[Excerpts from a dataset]
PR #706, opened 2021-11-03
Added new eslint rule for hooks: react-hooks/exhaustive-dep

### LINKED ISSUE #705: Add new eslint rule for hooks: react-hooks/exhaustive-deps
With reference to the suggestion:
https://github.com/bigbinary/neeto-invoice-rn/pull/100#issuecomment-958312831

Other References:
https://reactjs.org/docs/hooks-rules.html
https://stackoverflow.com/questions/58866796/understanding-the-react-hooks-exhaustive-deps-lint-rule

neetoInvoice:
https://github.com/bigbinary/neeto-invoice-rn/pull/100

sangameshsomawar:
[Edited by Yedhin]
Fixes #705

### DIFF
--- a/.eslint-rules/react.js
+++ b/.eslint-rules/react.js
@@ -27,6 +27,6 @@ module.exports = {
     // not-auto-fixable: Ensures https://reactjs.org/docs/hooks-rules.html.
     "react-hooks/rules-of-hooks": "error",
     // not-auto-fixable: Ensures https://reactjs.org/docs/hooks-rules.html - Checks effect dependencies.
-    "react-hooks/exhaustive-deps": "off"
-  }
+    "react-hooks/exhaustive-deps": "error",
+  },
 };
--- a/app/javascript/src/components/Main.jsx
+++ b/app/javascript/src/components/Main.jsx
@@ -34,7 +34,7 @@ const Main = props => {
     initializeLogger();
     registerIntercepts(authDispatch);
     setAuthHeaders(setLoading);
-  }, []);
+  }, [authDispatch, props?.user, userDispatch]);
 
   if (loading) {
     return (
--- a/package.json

◆ WHAT TO WORK ON ◆
In the entries above, find every line with the word "html" and list it.

◆ FINISHED TASK ◆
https://reactjs.org/docs/hooks-rules.html
     // not-auto-fixable: Ensures https://reactjs.org/docs/hooks-rules.html.
     // not-auto-fixable: Ensures https://reactjs.org/docs/hooks-rules.html - Checks effect dependencies.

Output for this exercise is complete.